→ Exercise instructions
Would you transcribe the records word for word, please?

[Stored data entries]
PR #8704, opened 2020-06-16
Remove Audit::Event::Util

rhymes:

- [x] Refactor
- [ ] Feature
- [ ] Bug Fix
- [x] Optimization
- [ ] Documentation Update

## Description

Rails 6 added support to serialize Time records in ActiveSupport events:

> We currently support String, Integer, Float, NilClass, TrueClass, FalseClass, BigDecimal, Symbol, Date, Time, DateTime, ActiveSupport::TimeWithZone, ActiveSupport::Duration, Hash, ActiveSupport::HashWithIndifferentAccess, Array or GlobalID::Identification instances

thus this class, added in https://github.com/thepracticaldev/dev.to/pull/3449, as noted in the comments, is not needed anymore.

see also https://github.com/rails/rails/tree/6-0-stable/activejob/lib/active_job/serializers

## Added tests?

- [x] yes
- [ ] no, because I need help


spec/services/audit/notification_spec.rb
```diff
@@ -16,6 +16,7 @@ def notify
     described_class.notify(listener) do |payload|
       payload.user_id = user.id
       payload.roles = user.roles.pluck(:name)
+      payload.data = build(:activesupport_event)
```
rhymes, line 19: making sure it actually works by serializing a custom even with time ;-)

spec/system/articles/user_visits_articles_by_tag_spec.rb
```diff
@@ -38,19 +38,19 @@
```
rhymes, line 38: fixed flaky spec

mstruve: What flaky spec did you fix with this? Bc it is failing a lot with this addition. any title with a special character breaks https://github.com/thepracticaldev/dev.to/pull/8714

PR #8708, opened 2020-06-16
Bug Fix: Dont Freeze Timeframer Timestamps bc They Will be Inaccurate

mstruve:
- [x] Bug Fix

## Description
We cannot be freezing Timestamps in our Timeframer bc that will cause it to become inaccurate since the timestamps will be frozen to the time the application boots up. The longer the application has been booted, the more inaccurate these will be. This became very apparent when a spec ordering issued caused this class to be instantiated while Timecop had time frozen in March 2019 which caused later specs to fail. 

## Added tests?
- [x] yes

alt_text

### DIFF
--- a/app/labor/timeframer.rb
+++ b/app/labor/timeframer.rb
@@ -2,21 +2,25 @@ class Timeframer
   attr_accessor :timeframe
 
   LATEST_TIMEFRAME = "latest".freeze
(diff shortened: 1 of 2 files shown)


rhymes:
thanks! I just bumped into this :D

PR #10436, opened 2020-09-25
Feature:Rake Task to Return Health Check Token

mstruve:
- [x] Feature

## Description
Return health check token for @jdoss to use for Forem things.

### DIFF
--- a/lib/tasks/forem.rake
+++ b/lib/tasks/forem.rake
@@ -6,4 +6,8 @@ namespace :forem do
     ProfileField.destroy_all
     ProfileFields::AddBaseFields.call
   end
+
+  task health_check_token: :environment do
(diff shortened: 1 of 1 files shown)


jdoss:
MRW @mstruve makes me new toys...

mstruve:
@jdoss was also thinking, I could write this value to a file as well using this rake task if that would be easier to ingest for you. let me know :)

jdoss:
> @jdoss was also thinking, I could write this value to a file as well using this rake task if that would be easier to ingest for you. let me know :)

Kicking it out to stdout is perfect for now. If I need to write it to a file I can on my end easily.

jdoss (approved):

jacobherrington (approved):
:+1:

→ Solution to the problem
PR #8704, opened 2020-06-16
Remove Audit::Event::Util

rhymes:

- [x] Refactor
- [ ] Feature
- [ ] Bug Fix
- [x] Optimization
- [ ] Documentation Update

## Description

Rails 6 added support to serialize Time records in ActiveSupport events:

> We currently support String, Integer, Float, NilClass, TrueClass, FalseClass, BigDecimal, Symbol, Date, Time, DateTime, ActiveSupport::TimeWithZone, ActiveSupport::Duration, Hash, ActiveSupport::HashWithIndifferentAccess, Array or GlobalID::Identification instances

thus this class, added in https://github.com/thepracticaldev/dev.to/pull/3449, as noted in the comments, is not needed anymore.

see also https://github.com/rails/rails/tree/6-0-stable/activejob/lib/active_job/serializers

## Added tests?

- [x] yes
- [ ] no, because I need help


spec/services/audit/notification_spec.rb
```diff
@@ -16,6 +16,7 @@ def notify
     described_class.notify(listener) do |payload|
       payload.user_id = user.id
       payload.roles = user.roles.pluck(:name)
+      payload.data = build(:activesupport_event)
```
rhymes, line 19: making sure it actually works by serializing a custom even with time ;-)

spec/system/articles/user_visits_articles_by_tag_spec.rb
```diff
@@ -38,19 +38,19 @@
```
rhymes, line 38: fixed flaky spec

mstruve: What flaky spec did you fix with this? Bc it is failing a lot with this addition. any title with a special character breaks https://github.com/thepracticaldev/dev.to/pull/8714

PR #8708, opened 2020-06-16
Bug Fix: Dont Freeze Timeframer Timestamps bc They Will be Inaccurate

mstruve:
- [x] Bug Fix

## Description
We cannot be freezing Timestamps in our Timeframer bc that will cause it to become inaccurate since the timestamps will be frozen to the time the application boots up. The longer the application has been booted, the more inaccurate these will be. This became very apparent when a spec ordering issued caused this class to be instantiated while Timecop had time frozen in March 2019 which caused later specs to fail. 

## Added tests?
- [x] yes

alt_text

### DIFF
--- a/app/labor/timeframer.rb
+++ b/app/labor/timeframer.rb
@@ -2,21 +2,25 @@ class Timeframer
   attr_accessor :timeframe
 
   LATEST_TIMEFRAME = "latest".freeze
(diff shortened: 1 of 2 files shown)


rhymes:
thanks! I just bumped into this :D

PR #10436, opened 2020-09-25
Feature:Rake Task to Return Health Check Token

mstruve:
- [x] Feature

## Description
Return health check token for @jdoss to use for Forem things.

### DIFF
--- a/lib/tasks/forem.rake
+++ b/lib/tasks/forem.rake
@@ -6,4 +6,8 @@ namespace :forem do
     ProfileField.destroy_all
     ProfileFields::AddBaseFields.call
   end
+
+  task health_check_token: :environment do
(diff shortened: 1 of 1 files shown)


jdoss:
MRW @mstruve makes me new toys...

mstruve:
@jdoss was also thinking, I could write this value to a file as well using this rake task if that would be easier to ingest for you. let me know :)

jdoss:
> @jdoss was also thinking, I could write this value to a file as well using this rake task if that would be easier to ingest for you. let me know :)

Kicking it out to stdout is perfect for now. If I need to write it to a file I can on my end easily.

jdoss (approved):

jacobherrington (approved):
:+1:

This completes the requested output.